Una grave vulnerabilidad de seguridad recientemente revelada en 7-Zip, uno de los gestores de archivos más utilizados del mundo, está siendo aprovechada activamente por actores maliciosos, según un aviso publicado por NHS England Digital. El fallo, identificado como CVE-2025-11001 y con una puntuación CVSS de 7.0, permite que atacantes remotos ejecuten código arbitrario en sistemas vulnerables. Esta situación ha encendido las alarmas entre organizaciones y expertos en ciberseguridad, ya que 7-Zip es ampliamente empleado tanto en entornos corporativos como domésticos.

La vulnerabilidad ha sido corregida en la versión 7-Zip 25.00, lanzada en julio de 2025. Sin embargo, millones de usuarios continúan utilizando versiones anteriores sin actualizar, lo que expone a empresas y particulares a posibles ataques dirigidos.

Un fallo crítico originado por el manejo incorrecto de enlaces simbólicos

Según la Zero Day Initiative (ZDI) de Trend Micro, el origen del problema reside en el manejo de enlaces simbólicos dentro de archivos ZIP. Esta validación incorrecta puede provocar que el proceso de extracción acceda a directorios no intencionados, permitiendo que un atacante manipule rutas y ejecute código con privilegios elevados.

En términos simples, un atacante solo necesita crear un archivo ZIP especialmente manipulado para lograr que 7-Zip ejecute comandos maliciosos, comprometa el sistema o tome control del entorno donde se ejecuta.

La ZDI advirtió que el fallo permite:

• Acceso a rutas fuera de los directorios previstos
• Escalada de privilegios en determinados escenarios
• Ejecución de código en el contexto de una cuenta de servicio

Este tipo de vectores es especialmente atractivo para actores maliciosos, ya que las herramientas de compresión son utilizadas masivamente y suelen ser consideradas de bajo riesgo, lo que facilita su explotación sin generar sospechas tempranas.

Investigadores responsables del hallazgo

La vulnerabilidad fue descubierta por Ryota Shiga, de GMO Flatt Security Inc., junto con Takumi, el auditor de seguridad impulsado por inteligencia artificial de la compañía. Su trabajo permitió identificar tanto CVE-2025-11001 como otra vulnerabilidad relacionada: CVE-2025-11002, también con una puntuación CVSS de 7.0.

Ambos fallos fueron introducidos accidentalmente en la versión 7-Zip 21.02, lo que significa que todos los usuarios que hayan instalado esta versión o posteriores —hasta la 24.xx— se encuentran en riesgo si no actualizan a la versión 25.00 o superior.

CVE-2025-11002: otro fallo grave corregido en la versión 25.00

Además de CVE-2025-11001, la nueva actualización de 7-Zip corrige CVE-2025-11002, otra vulnerabilidad que igualmente permite ejecución de código remota mediante el uso indebido de enlaces simbólicos y un fallo de validación que provoca un recorrido de directorios no autorizado.
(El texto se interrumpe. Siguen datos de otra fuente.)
PR #1040, opened 2021-12-08
feat: add support for ReadTime in Admin API requests

### LINKED ISSUE #977: Add support for ReadTime in Ephemeral Cert request
A recent PR switched the proxy over to using the [Connect API](https://cloud.google.com/sql/docs/mysql/admin-api/rest/v1/connect/generateEphemeralCert). Part of that API includes a `ReadTime` field that allows for stale reads.

This feature request is to add support for `ReadTime` in the [request to generate an ephemeral certificate](https://github.com/GoogleCloudPlatform/cloudsql-proxy/blob/15608f066cae475012f86d5d10ef83a0ad122cf7/proxy/certs/certs.go#L212-L214).

enocom:
Now when a SQL Admin API requests fails, we'll supply a read time set to
30 seconds before the present time to alleviate failures.

Fixes #977.

### DIFF
--- a/proxy/certs/certs.go
+++ b/proxy/certs/certs.go
@@ -160,17 +160,19 @@ const (
 	backoffRetries = 5
 )
 
+// now returns the current time in UTC. It is defined as a var so tests can
+// replace it with a fixed return value.
 var now = func() time.Time {
 	return time.Now().UTC()
 }
 
-func backoffAPIRetry(desc, instance string, do func(timestamp time.Time) error) error {
+func backoffAPIRetry(desc, instance string, do func(staleRead time.Time) error) error {
 	var (
 		err error
-		ts  time.Time
+		t   time.Time
 	)
 	for i := 0; i < backoffRetries; i++ {
-		err = do(ts)
+		err = do(t)
 		gErr, ok := err.(*googleapi.Error)
 		switch {
 		case !ok:
@@ -192,7 +194,7 @@ func backoffAPIRetry(desc, instance string, do func(timestamp time.Time) error) 
 		logging.Errorf("Error in %s %s: %v; retrying in %v", desc, instance, err, sleep)
 		time.Sleep(sleep)
 		// Create timestamp 30 seconds before now for stale read requests
-		ts = now().Add(-30 * time.Second)
+		t = now().Add(-30 * time.Second)
 	}
 	return err
 }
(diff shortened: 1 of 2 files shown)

Aunque ambas vulnerabilidades comparten similitudes técnicas, su existencia refuerza la necesidad urgente de que las organizaciones apliquen medidas de mitigación, ya que las dos pueden explotarse desde archivos ZIP aparentemente inofensivos.

Explotación activa confirmada, pero detalles aún desconocidos

El aviso emitido por NHS England Digital confirmó que la vulnerabilidad está siendo explotada activamente en la naturaleza. Sin embargo, en este momento no se conocen detalles públicos sobre:

• Quién está explotando la vulnerabilidad
• Qué grupos de amenazas están implicados
• Cómo se está utilizando con precisión
• En qué sectores o regiones se han observado los ataques

Esta falta de información aumenta la gravedad del escenario, ya que sugiere que los atacantes podrían estar aprovechando la brecha en campañas discretas, dirigidas o en fases de reconocimiento para preparar ataques de mayor escala.

Existencia de exploits públicos acelera el riesgo para usuarios y empresas

Uno de los elementos más preocupantes es que existen pruebas de concepto (PoC) publicadas para explotar CVE-2025-11001. El investigador conocido como Dominik (pacbypass) publicó una PoC que demuestra la viabilidad del ataque en condiciones reales.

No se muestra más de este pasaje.